A Critical Stop on Migration Routes

Wetlands punch above their weight in global biodiversity partly because they serve as essential waypoints for migratory species. Nearly all migratory birds depend on wetlands at some point in their lifecycle, whether for breeding, overwintering, or refueling during long flights. Shorebirds, songbirds, wading birds, and waterfowl all rely on the dense food resources that wetlands provide to build the fat reserves needed for migration.

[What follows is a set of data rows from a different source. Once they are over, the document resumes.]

PR #3068, opened 2024-12-20
gl_engine: Fix for rendering short paths

baszczewski:
As part of this request, I updated ```tvgGlTessellator.cpp``` and ```tvgGlTessellator.h``` to ensure they do not terminate prematurely for paths with a step of 0 or exceptionally small values when a valid ```stroke-width``` is present.

In my opinion, the optimal approach was to separate vertex generation into dedicated methods: ```strokeRoundPoint``` and ```strokeSquarePoint```. My update supports two different ```stroke-cap``` styles. I have also tested it with various files (JSON, SVG) as well as a small example application similar to the one included in the previous pull request (https://github.com/thorvg/thorvg/pull/3066).

Issues: https://github.com/thorvg/thorvg/issues/3065

### DIFF
--- a/src/renderer/gl_engine/tvgGlTessellator.cpp
+++ b/src/renderer/gl_engine/tvgGlTessellator.cpp
@@ -1655,38 +1655,42 @@ void Stroker::doStroke(const PathCommand *cmds, uint32_t cmd_count, const Point 
     mResGlPoints->reserve(pts_count * 4 + 16);
     mResIndices->reserve(pts_count * 3);
 
+    auto validStrokeCap = false;
+
     for (uint32_t i = 0; i < cmd_count; i++) {
         switch (cmds[i]) {
             case PathCommand::MoveTo: {
-                if (mStrokeState.hasMove) {
+                if (validStrokeCap) { // check this, so we can skip if path only contains move instruction
                     strokeCap();
-                    mStrokeState.hasMove = false;
+                    validStrokeCap = false;
                 }
-                mStrokeState.hasMove = true;
                 mStrokeState.firstPt = *pts;
                 mStrokeState.firstPtDir = {0.0f, 0.0f};
                 mStrokeState.prevPt = *pts;
                 mStrokeState.prevPtDir = {0.0f, 0.0f};
                 pts++;
+                validStrokeCap = false;
             } break;
             case PathCommand::LineTo: {
+                validStrokeCap = true;
                 this->strokeLineTo(*pts);
                 pts++;
             } break;
             case PathCommand::CubicTo: {
+                validStrokeCap = true;
                 this->strokeCubicTo(pts[0], pts[1], pts[2]);
                 pts += 3;
             } break;
             case PathCommand::Close: {
                 this->strokeClose();
 
-                mStrokeState.hasMove = false;
+                validStrokeCap = false;
             } break;
             default:
                 break;
         }
     }
-    strokeCap();
+    if (validStrokeCap) strokeCap();
 }
 
 
@@ -1707,15 +1711,20 @@ void Stroker::doDashStroke(const PathCommand *cmds, uint32_t cmd_count, const Po
 
 void Stroker::strokeCap()
 {
-    if (mStrokeState.firstPt == mStrokeState.prevPt) return;
     if (mStrokeCap == StrokeCap::Butt) return;
 
     if (mStrokeCap == StrokeCap::Square) {
-        strokeSquare(mStrokeState.firstPt, {-mStrokeState.firstPtDir.x, -mStrokeState.firstPtDir.y});
-        strokeSquare(mStrokeState.prevPt, mStrokeState.prevPtDir);
+        if (mStrokeState.firstPt == mStrokeState.prevPt) strokeSquarePoint(mStrokeState.firstPt);
+        else {
+            strokeSquare(mStrokeState.firstPt, {-mStrokeState.firstPtDir.x, -mStrokeState.firstPtDir.y});
+            strokeSquare(mStrokeState.prevPt, mStrokeState.prevPtDir);
+        }
     } else if (mStrokeCap == StrokeCap::Round) {
-        strokeRound(mStrokeState.firstPt, {-mStrokeState.firstPtDir.x, -mStrokeState.firstPtDir.y});
-        strokeRound(mStrokeState.prevPt, mStrokeState.prevPtDir);
+        if (mStrokeState.firstPt == mStrokeState.prevPt) strokeRoundPoint(mStrokeState.firstPt);
+        else {
+            strokeRound(mStrokeState.firstPt, {-mStrokeState.firstPtDir.x, -mStrokeState.firstPtDir.y});
+            strokeRound(mStrokeState.prevPt, mStrokeState.prevPtDir);
+        }
     }
 }
 
@@ -1807,8 +1816,6 @@ void Stroker::strokeClose()
 
     // join firstPt with prevPt
     this->strokeJoin(mStrokeState.firstPtDir);
-
-    mStrokeState.hasMove = false;
 }
 
 
@@ -1887,6 +1894,33 @@ void Stroker::strokeRound(const Point &prev, const Point& curr, const Point& cen
 }
 
 
+void Stroker::strokeRoundPoint(const Point &p)
+{
+    // Fixme: just use bezier curve to calculate step count
+    auto count = _bezierCurveCount(_bezFromArc(p, p, strokeRadius())) * 2;
+    auto c = _pushVertex(mResGlPoints, p.x, p.y);
+    auto step = 2 * M_PI / (count - 1);
+
+    for (uint32_t i = 1; i <= static_cast<uint32_t>(count); i++) {
+        float angle = i * step;
+        Point dir = {cos(angle), sin(angle)};
+        Point out = p + dir * strokeRadius();
+        auto oi = _pushVertex(mResGlPoints, out.x, out.y);
+
+        if (oi > 1) {
+            mResIndices->push(c);
+            mResIndices->push(oi);
+            mResIndices->push(oi - 1);
+        }
+    }
+
+    mLeftTop.x = std::min(mLeftTop.x, p.x - strokeRadius());
+    mLeftTop.y = std::min(mLeftTop.y, p.y - strokeRadius());
+    mRightBottom.x = std::max(mRightBottom.x, p.x + strokeRadius());
+    mRightBottom.y = std::max(mRightBottom.y, p.y + strokeRadius());
+}
+
+
 void Stroker::strokeMiter(const Point& prev, const Point& curr, const Point& center)
 {
     auto pp1 = prev - center;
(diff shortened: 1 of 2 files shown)


RuiwenTang:
If the Path only contains multiple Move instructions, will RoundPoints be drawn now?

hermet:
> If the Path only contains multiple Move instructions, will RoundPoints be drawn now?

@RuiwenTang Only move operations should not be taken into account for drawing.

src/renderer/gl_engine/tvgGlTessellator.cpp
```diff
@@ -1707,15 +1707,26 @@ void Stroker::doDashStroke(const PathCommand *cmds, uint32_t cmd_count, const Po
...
 {
-    if (mStrokeState.firstPt == mStrokeState.prevPt) return;
     if (mStrokeCap == StrokeCap::Butt) return;
 
     if (mStrokeCap == StrokeCap::Square) {
-        strokeSquare(mStrokeState.firstPt, {-mStrokeState.firstPtDir.x, -mStrokeState.firstPtDir.y});
-        strokeSquare(mStrokeState.prevPt, mStrokeState.prevPtDir);
+        if (mStrokeState.firstPt == mStrokeState.prevPt) {
+            if (mStrokeWidth > 0) {
+                strokeSquarePoint(mStrokeState.firstPt);
```
RuiwenTang, line 1715: This may result in only containing move instructions resulting in drawing StrokeCaps.
Can you help confirm  the rendering result like this ?
```
auto path = tvg::Shape::gen();

path->moveTo(100, 100);
path->moveTo(150, 100);
path->moveTo(200, 100);
path->strokeWidth(10);
path->strokeJoin(tvg::StrokeJoin::Round);
```

baszczewski: @RuiwenTang Good point. In the proposed solution, caps were drawn even for move operations, which was not consistent with what the SW renderer does. The code above was drawing three points, which should not happen. I have updated my pull request with what I believe is a better handling of this scenario, ensuring it aligns with the behavior of other renderers.

RuiwenTang (approved):
LGTM

src/renderer/gl_engine/tvgGlTessellator.cpp
```diff
@@ -1722,11 +1722,22 @@ void Stroker::strokeCap()
 
 void Stroker::strokeLineTo(const Point& curr)
 {
+    // special case for line with zero length
```
hermet, line 1725:
```
    // special case for line with zero length
    if (mStrokeState.prevPt == curr) {
        if (mStrokeCap == StrokeCap::Butt && tvg::zero(mStrokeWidth)) return;
        if (mStrokeCap == StrokeCap::Square) strokeSquarePoint(curr);
        else if (mStrokeCap == StrokeCap::Round) strokeRoundPoint(curr);
    }
```

src/renderer/gl_engine/tvgGlTessellator.cpp
```diff
@@ -1778,6 +1789,18 @@ void Stroker::strokeLineTo(const Point& curr)
 
 void Stroker::strokeCubicTo(const Point& cnt1, const Point& cnt2, const Point& end)
 {
+    if (mStrokeState.prevPt == end) {
```
hermet, line 1792:
```
    // special case for line with zero length
    if (mStrokeState.prevPt == curr) {
        if (mStrokeCap == StrokeCap::Butt && tvg::zero(mStrokeWidth)) return;
        if (mStrokeCap == StrokeCap::Square) strokeSquarePoint(curr);
        else if (mStrokeCap == StrokeCap::Round) strokeRoundPoint(curr);
    }
```

hermet (commented):
@baszczewski thanks, please check my comments. I recommend bringing more slick and compact code as I suggested with comments. (Otherwise, you can also leave it to our devs)

Here is one request you can update:
1. squash commits and revise the commit message. probably, you can reuse the PR messages, like this:

```
gl_engine: Fix for rendering short paths

Ensure they do not terminate prematurely for paths 
with a step of 0 or exceptionally small values 
when a valid stroke-width is present.

In my opinion, the optimal approach was to separate vertex generation 
into dedicated methods: strokeRoundPoint and strokeSquarePoint. 

My update supports two different stroke-cap styles. 
I have also tested it with various files (JSON, SVG) 
as well as a small example application similar 
to the one included in the previous pull request (#3066).

issue: https://github.com/thorvg/thorvg/issues/3065
```

src/renderer/gl_engine/tvgGlTessellator.cpp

This means a single wetland can host resident species year-round and dozens of migratory species seasonally, compounding its total species count far beyond what the local habitat alone would suggest. Wetlands along major flyways act as biological bottlenecks: if they disappear, the migratory species that depend on them have nowhere else to stop.

Why Wetland Loss Matters

Since 1970, an estimated 411 million hectares of wetlands have been lost globally, roughly 22% of the total. The annual decline continues at about 0.52% per year. And outright destruction is only part of the problem. Degradation of remaining wetlands, through pollution, altered water flows, and invasive species, now rivals complete loss as a threat.

Because wetlands concentrate so much biodiversity into such a small fraction of the landscape, losing them has an outsized impact. A hectare of drained wetland doesn’t just eliminate the species living on that hectare. It removes a nursery that fish populations depend on, a stopover that migratory birds need, and a nutrient-cycling engine that supports life downstream. The 40% of species tied to wetlands are relying on just 6% of land area, which makes wetland conservation one of the most efficient investments in biodiversity protection available.